Print version ISSN 0103-8478

Cienc. Rural vol.38 no.8 Santa Maria Nov. 2008

http://dx.doi.org/10.1590/S0103-84782008000800014 

ARTIGOS CIENTÍFICOS
BIOLOGIA

 

Controle genético da regeneração in vitro em progênies de Eucalyptus grandis

 

Genetic control of in vitro regeneration of Eucalyptus grandis

 

 

Carlos David Vera BravoI; Antônio Natal GonçalvesII; Carlos Tadeu dos Santos DiasIII, 1; Roland VencovskyIV

IInstituto Nacional de Tecnologia Agropecuária (INTA), Bella Vista. CC n.5, CP 3432, Bella Vista, Corrientes, Argentina
IIDepartamento de Ciências Florestais, Escola Superior de Agricultura Luiz de Queiroz (ESALQ), Universidade de São Paulo (USP), Piracicaba, SP, Brasil
IIIDepartamento de Ciências Exatas, ESALQ, USP, Piracicaba, SP, Brasil. E-mail: ctsdias@esalq.usp.br
IVDepartamento de Genética, ESALQ, USP, Piracicaba, SP, Brasil

 

 


RESUMO

Com o objetivo de avaliar o controle genético da regeneração direta in vitro a partir de plântulas de Eucalyptus grandis, foram utilizadas sementes de 10 progênies de polinização aberta da população base, origem Atherton, localizada em Anhembi, Estado de São Paulo. Vinte dias de cultivo após a germinação, 196 segmentos distais dos hipocótilos por progênie foram inoculados in vitro num Delineamento em Blocos Completos Aleatorizado Generalizado, com duas unidades experimentais por bloco e sete repetições por bloco, usando a interação blocos por progênie como estimadora do erro experimental. Após 14 semanas de cultivo, foram feitas avaliações da regeneração. Houve diferenças significativas de regeneração entre as progênies (P<0,0001) com extremos de regeneração de 11% a 60%. A herdabilidade no sentido restrito entre as médias das unidades experimentais do caráter foi alta (h2m=0,94), indicando que houve um forte controle genético na regeneração in vitro dentro da população. Houve também alta variabilidade dentro da amostra estudada, assim como um forte efeito do progenitor materno sobre a regeneração.

Palavras-chave: regeneração in vitro, controle genético, Eucalyptus grandis, herdabilidade.


ABSTRACT

The genetic control of in vitro direct regeneration was tested on seedlings of ten open-pollinated progenies from the base population of Atherton origin of Eucalyptus grandis at University of São Paulo (Brazil).
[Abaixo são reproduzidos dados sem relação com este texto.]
PR #434, opened 2025-12-08
Fix: Global Notification Disable Does Not Update Organization-Level Settings

### LINKED ISSUE #431: [bug] Disabling already-disabled global notification does not update organization-level settings
**Describe the bug**
Disabling the already disabled global notification setting does not disable Organization-level notification settings. This results in an inconsistent state where the UI reflects all notifications are disabled, but organization-level notifications are still enabled.

**Steps To Reproduce**

1. Create a superuser and navigate to http://127.0.0.1:8000/notifications/preferences/
2. Ensure all notifications for the user are enabled.
3. Disable the global email settings.
4. Step 3 will disable email notifications for all notification types and organizations.
5. Enable the email notifications for the **default** organization.
6. At this point, you will have global email notification disabled, but the email notifications for the **default** organization should be enabled.
7. Try to disable the global email notifications again:
    1. Click on the global email notification setting dropdown
    2. Select "Don't notify by email"
    3. Click on "Confirm" on the popup
8. UI will update reflecting that emails for all organizations are disabled
9. Refresh the page

**Expected behavior**
All email notifications are disabled

**Actual result**
Global email notifications are disabled as expected.
Organization email notifications are still enabled.

https://github.com/user-attachments/assets/2f782d2b-d155-4ec5-8d84-ca18917b10c4

**Proposed solution**
- Do not allow clicking on the selected global notification setting. 
   In order to disable all notifications, the user will first have to enable the global notification and then disable it again. This solution has poor UX. 
- Change the view such that disabling the global notification setting forces disabling all notifications.

AditiSah05:
## Checklist

Closes #431 .

Please [open a new issue](https://github.com/openwisp/openwisp-notifications/issues/new/choose) if there isn't an existing issue yet.

## Description of Changes
The issue occurred because disabling the global email notification setting did not automatically update the organization-level notification settings, resulting in a mismatch between what the UI displayed and the actual backend state.

-To resolve this, the update logic for global notification preferences has been modified so that:

-Whenever the global email notification is disabled,

-All organization-level email notification preferences for that user and channel are also force-disabled,

-Ensuring that no organization-level settings remain enabled when the global setting is off.

This synchronization guarantees that both the UI and backend remain consistent.
The solution ensures that:

1.The UI correctly shows all email notifications as disabled.

2.After refreshing the page, organization-level notifications remain disabled.

3.There is no longer any possibility of having global email notifications turned off while organization-level email notifications are still active.

The attached video demonstrates the corrected behavior, confirming that the system now updates both global and organization-level preferences properly.

https://github.com/user-attachments/assets/28ab64b8-1f0a-4a39-b840-e398df39a78a

### DIFF
--- a/openwisp_notifications/api/views.py
+++ b/openwisp_notifications/api/views.py
@@ -145,6 +145,16 @@ class NotificationSettingListView(BaseNotificationSettingView, ListModelMixin):
 class NotificationSettingView(BaseNotificationSettingView, RetrieveUpdateAPIView):
     lookup_field = "pk"
 
+    def get_object(self):
+        if self.kwargs["pk"] == "null":
+            # Handle global setting (organization=None, type=None)
+            return get_object_or_404(
+                self.get_queryset(),
+                organization__isnull=True,
+                type__isnull=True
+            )
+        return super().get_object()
+
 
 class BaseIgnoreObjectNotificationView(GenericAPIView):
     model = IgnoreObjectNotification
--- a/tests/openwisp2/urls.py
+++ b/tests/openwisp2/urls.py
@@ -2,9 +2,14 @@ import os
 
 from django.contrib import admin
 from django.contrib.staticfiles.urls import staticfiles_urlpatterns
+from django.shortcuts import redirect
 from django.urls import include, path
 
+def home(request):
+    return redirect('admin:index')
+
 urlpatterns = [
+    path("", home, name="home"),
     path("admin/", admin.site.urls),
     path("accounts/", include("allauth.urls")),
     path("api/v1/", include("openwisp_utils.api.urls")),
--- a/create_superuser.py
+++ b/create_superuser.py
@@ -1,0 +1,16 @@
+import os
+import sys
+import django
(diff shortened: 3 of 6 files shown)


tests/openwisp2/urls.py
pandafy: Can you explain why these changes are required?

openwisp_notifications/api/views.py
```diff
@@ -145,6 +145,16 @@ def get(self, request, *args, **kwargs):
...
+    def get_object(self):
+        if self.kwargs["pk"] == "null":
+            # Handle global setting (organization=None, type=None)
+            return get_object_or_404(
+                self.get_queryset(),
+                organization__isnull=True,
+                type__isnull=True
+            )
+        return super().get_object()
+
```
pandafy: Can you explain the logic behind this change? Why do we return an object when pk is None?

The current state of code already handles changing of global notification settings. We only need to handle the corner case where user re-attempts to disable the already disabled global notification setting.

PR #445, opened 2026-03-06
[fix] Exclude deleted notification settings #426

### LINKED ISSUE #426: [bug] User notification preferences page throws error after removing notification type and repopulating preferences
**Describe the bug**
The `populate_notification_preferences` command does not delete the NotifiationSettings for undefined Notification Types, instead it flags them as deleted. 

The REST API endpoint does not exclude the deleted NotificationSetting objects. Thus, opening the notification preferences page raises NotificationRenderException. 

**Steps To Reproduce**

1. Ensure there's a superuser created in your project
2. Add a new notification type in `openwisp_notifications/apps.py` using the [`register_notification_type` method](https://openwisp.io/docs/dev/notifications/developer/utils.html#register-notification-type)
3. Run `./manage.py populate_notification_preferences` command
4. Remove the code which adds the new notification type
5. Run `./manage.py populate_notification_preferences` command which is supposed to delete NotificationSettings for undefined notification types.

Seeds were germinated in vitro, after twenty days, distal hypocotyls segments from 196 seedlings per progeny were inoculated in culture media at Generalized Complete Randomized Block Design, with two experimental units per block and seven repetitions, using the interaction blocks by progenies as an estimate of the experimental error. At week 14 from the inoculation bud induction was evaluated. Regeneration among progenies were significantly different (P<0.0001). Regeneration varied from 11 to 60%. The narrow-sense heritability between means of experimental units for in vitro regeneration was height. (h2m=0.94), indicating a strong genetic control of the trait within the population and also a high maternal effect. High variability within the study sample was found.
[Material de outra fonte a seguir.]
PR #446, opened 2026-03-21
[fix] Resync org settings on repeated global email disable #431

### LINKED ISSUE #431: [bug] Disabling already-disabled global notification does not update organization-level settings

hypnoastic:
## What does this PR do?

  This fixes a notification preferences bug where reapplying the global email disable state did not resync the user’s organization-level notification settings.

  ## What changed and why?

  - Preserve explicit global preference updates coming from the preferences API.
  - Resync organization-level notification settings even when global email is set to False again and the stored global value was already False.
  - Add regression coverage for the exact API flow used by the notification preferences page.

  ## UI Verification

https://github.com/user-attachments/assets/4da8f4da-0cae-45d1-bfee-a5ad4583ae9e

  ## Self Review Checklist

  - [x] Kept the fix minimal and limited to the affected notification preferences flow
  - [x] Added regression coverage for the issue
  - [x] Verified focused and broader relevant tests pass
  - [x] Avoided unrelated refactors

  Fixes #431

### DIFF
--- a/openwisp_notifications/api/serializers.py
+++ b/openwisp_notifications/api/serializers.py
@@ -91,6 +91,16 @@ class NotificationSettingSerializer(ValidatedModelSerializer):
         data["email"] = instance.email_notification
         return data
 
+    def update(self, instance, validated_data):
+        explicit_global_fields = {
+            field for field in ["web", "email"] if field in validated_data
+        }
+        if explicit_global_fields and not instance.organization and not instance.type:
+            # The preferences UI can explicitly reapply the same global state.
+            # Preserve that intent so the model can resync organization rows.
+            instance._explicit_global_update_fields = explicit_global_fields
+        return super().update(instance, validated_data)
+
 
 class IgnoreObjectNotificationSerializer(serializers.ModelSerializer):
     class Meta:
--- a/openwisp_notifications/base/models.py
+++ b/openwisp_notifications/base/models.py
@@ -445,15 +445,26 @@ class AbstractNotificationSetting(UUIDModel):
                 raise ValidationError("There can only be one global setting per user.")
 
     def save(self, *args, **kwargs):
+        explicit_global_update_fields = set(
+            getattr(self, "_explicit_global_update_fields", [])
+        )
+        if hasattr(self, "_explicit_global_update_fields"):
+            delattr(self, "_explicit_global_update_fields")
         if not self.web_notification:
             self.email = self.web_notification
         with transaction.atomic():
             if not self.organization and not self.type:
                 try:
-                    previous_state = self.__class__.objects.only("email").get(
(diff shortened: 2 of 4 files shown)


hypnoastic:
Forced Push to keep the commit history clean before review.

hypnoastic:
I have addressed all the review feedback given by CodeRabbit and the PR is ready for a review.

nemesifier (changes requested):
Thanks @hypnoastic, this is a well-targeted fix for #431. The bug is subtle: reapplying the same global disable state did not resync organization-level rows because the previous value already matched. Threading an explicit-intent signal from the serializer to `save()` so it can resync even when the stored value is unchanged is a reasonable approach. The regression test that mirrors the actual preferences API flow is exactly what this needs.

A couple of points:

1. The `_explicit_global_update_fields` instance-attribute handoff is a bit fragile. It works, but passing state from serializer to model via a temporary attribute that `save()` reads and `delattr`s is easy to break later. Please add a short comment at both ends explaining the contract, and make sure any other code path that saves a global `NotificationSetting` (admin, bulk ops) still behaves correctly when the attribute is absent.
2. Please confirm the intended semantics in the test: reapplying global email=False should re-disable the per-organization email rows the user had toggled on. The test should assert that resync explicitly, since that is the behavior change.

Also, this PR currently has merge conflicts. Please rebase on the latest master when you push the updates.

Looks good overall. Add the comments, confirm the resync semantics, and fix the conflicts, and we are good.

Key words: in vitro regeneration, genetic control, Eucalyptus grandis, heritability.


 

 

INTRODUÇÃO

O sucesso na exploração industrial de eucaliptos no Brasil foi baseado, desde sua introdução até o desenvolvimento da propagação clonal (CAMPINHOS & IKEMORI, 1983) durante as últimas décadas, nos programas de melhoramento. Nesse contexto, a estimação de parâmetros genéticos, sua comparação entre orígenes, progênies e métodos de propagação e uso na predição de ganhos genéticos são úteis no melhoramento (KAGEYAMA & KIKUTI, 1981, OSÓRIO et al., 2001).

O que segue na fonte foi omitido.